Segment Start: INFORMATION

PR #201, opened 2024-03-15
Remove unused enum constants

LoiNguyenCS:
Professor,

This PR makes sure that Specimin will not updates the list of used classes based on unused enums. It also makes sure that only used enums are preserved in the final output. 


src/main/java/org/checkerframework/specimin/TargetMethodFinderVisitor.java
```diff
@@ -248,6 +258,22 @@ public Visitable visit(ConstructorDeclaration method, Void p) {
...
+    if (method.getParentNode().isEmpty()) {
+      return result;
+    }
+    if (method.getParentNode().get() instanceof EnumDeclaration) {
+      EnumDeclaration parentNode = (EnumDeclaration) method.getParentNode().get();
+      if (parentNode.getFullyQualifiedName().isEmpty()) {
+        return result;
+      }
+      // used enums needs to have compilable constructors.
+      if (usedEnum.contains(parentNode.getFullyQualifiedName().get())) {
```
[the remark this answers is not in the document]
kelloggm: In this case, though, you know that the name of interest already belongs to an enum, so there's no danger of getting it mixed up with a class.

src/main/java/org/checkerframework/specimin/TargetMethodFinderVisitor.java
```diff
@@ -76,6 +77,9 @@ public class TargetMethodFinderVisitor extends ModifierVisitor<Void> {
    */
   private Set<String> usedClass = new HashSet<>();
 
+  /** Enums that were actually used by the targets. These classes will be included in the input. */
+  private Set<String> usedEnum = new HashSet<>();
```
kelloggm, line 81: Why do we need a separate set for used enums? I think it would work correctly if they were stored in the same set as used classes: that is, if they were added to `usedClass` instead of kept as a separate field.

(See my other comment below, as well, for why I think this is safe.)

kelloggm (approved):
Overall this is a great PR! I have one question about a possible refactoring to simplify it a bit, but it could also be merged as-is if I'm wrong about whether the simplification that I propose is safe.

src/main/java/org/checkerframework/specimin/TargetMethodFinderVisitor.java
LoiNguyenCS: Professor, it's mostly because JavaParser does not consider an enum a class. So I thought we should also separate them.

kelloggm: I disagree with JavaParser on this: under the hood, enums are compiled to classes, and they share the same namespace. Let's simplify our own code and just have one set of used class-like structures.

On a related note, we should settle on a term for "class-like structures" and use it throughout the code. `usedClass` isn't a great name anymore for that field - it's more like "used types" or "used concrete type declarations". Within the checker framework, we'd usually refer to such a thing as a `TypeElement`, following javac's internal convention.

LoiNguyenCS: I'm a bit confused. If we consider an enum to be a class, then why `usedClass` is not a good name anymore?

kelloggm: Because `usedClass` also contains interfaces (which are not classes, but are types) and enums (which are a special kind of class-like thing that javac will compile into a class). But this is a minor detail and shouldn't block this PR from being merged once we've applied the suggested refactoring.

LoiNguyenCS:
Professor, I have refactored Specimin to use a new field name. Please take a look. Thank you.

kelloggm (approved):
Thanks, LGTM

Segment End: INFORMATION

- PROBLEM TO WORK ON -
Output exactly the lines from the one holding "Overall this is" to the end of the material above, with both ends included.

- WRITTEN RESPONSE -
Overall this is a great PR! I have one question about a possible refactoring to simplify it a bit, but it could also be merged as-is if I'm wrong about whether the simplification that I propose is safe.

src/main/java/org/checkerframework/specimin/TargetMethodFinderVisitor.java
LoiNguyenCS: Professor, it's mostly because JavaParser does not consider an enum a class. So I thought we should also separate them.

kelloggm: I disagree with JavaParser on this: under the hood, enums are compiled to classes, and they share the same namespace. Let's simplify our own code and just have one set of used class-like structures.

On a related note, we should settle on a term for "class-like structures" and use it throughout the code. `usedClass` isn't a great name anymore for that field - it's more like "used types" or "used concrete type declarations". Within the checker framework, we'd usually refer to such a thing as a `TypeElement`, following javac's internal convention.

LoiNguyenCS: I'm a bit confused. If we consider an enum to be a class, then why `usedClass` is not a good name anymore?

kelloggm: Because `usedClass` also contains interfaces (which are not classes, but are types) and enums (which are a special kind of class-like thing that javac will compile into a class). But this is a minor detail and shouldn't block this PR from being merged once we've applied the suggested refactoring.

LoiNguyenCS:
Professor, I have refactored Specimin to use a new field name. Please take a look. Thank you.

kelloggm (approved):
Thanks, LGTM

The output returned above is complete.